Hi Hope below lines help you to get the solution...i am not using SQL due to some reason, but taken your data in 2 different excels...you need to add a column Type in input table before run the code...
import pandas as pd
import numpy
import re
input_df = pd.read_excel('input.xlsx',sheet_name='Sheet1')
exts_df = pd.read_excel('exts.xlsx', sheet_name='Sheet1')

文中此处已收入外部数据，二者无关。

Issue #1611, opened 2018-11-13
Simplify generated launch.json 


isidorn:
Hey,

VSCode dev here. This milestone I am looking into simplifing generated `launch.json` for various extensions Microsoft/vscode#62851

The `launch.json` that Powershell generates is attached at the end. This is a bit too complex for the avarage user and I suggest to simplify it the following way:

- [ ] You are already using a `DebugConifugarionProvider` for resolving configuration. I suggest to aslo use it for providing debug conifiguration as it should make the following step possible
- [ ] `DebugConfigurationProvider` should use the `quickPick` to ask the user if he would like to launch or to attach. If he chooses launch I would ask a follow up question if he would like to launch a current file, Current File in Temporary Console, Current File w/Args Prompt or just an interactive powershell session. 
- [ ] Remove default fields which are not necessery like `args`, `runspaceId`
- [ ] You are already contributing `configuraitonSnippets` which is great. However these snippets also need to be simplified. I suggest to remove all attributes that have the default value. Example: `stopAtEntry`, `cwd`, `args`

If you agree with the suggestions I am making here I am also here to help with any potential questions you might have. The changes should not require a lot of work but will simplify the flow a lot imho. It should be much less complex and not too much like a wizard experience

# Check if correct data is loaded
print(input_df.head())
ext_list = exts_df['Name_Extension']
type_list =exts_df['Company_Type']
for i, j in input_df.iterrows():
comp_name = input_df['Company Names'][i]
for idx, ex in enumerate(ext_list):
if re.search(rf'\b{ex}\b', comp_name,re.IGNORECASE):
comp_type = type_list[idx]
input_df['Type'].iloc[i] = comp_type
# Delete teh extension name from company name
updated_comp_name = re.sub(rf'\b{str(ex).upper()}\b','',str(comp_name).upper())
# Above regex is leaving space post word removal adding space from next word becomes 2 spaces
updated_comp_name = str(updated_comp_name).replace(' ',' ')
# Update the company name
input_df['Company Names'].iloc[i] = updated_comp_name
print(input_df)
input_df.to_excel('output.xlsx', index=False)
输入公司名称列映射Company_Type的输出帖子删除扩展名...
output post removal extension from input Company Name Column mapping Company_Type ...
...
这篇关于如何通过比较 pandas 中的两个数据框来分割输入的文章就介绍到这了,希望我们推荐的答案对大家有所帮助,也希望大家多多支持IT屋!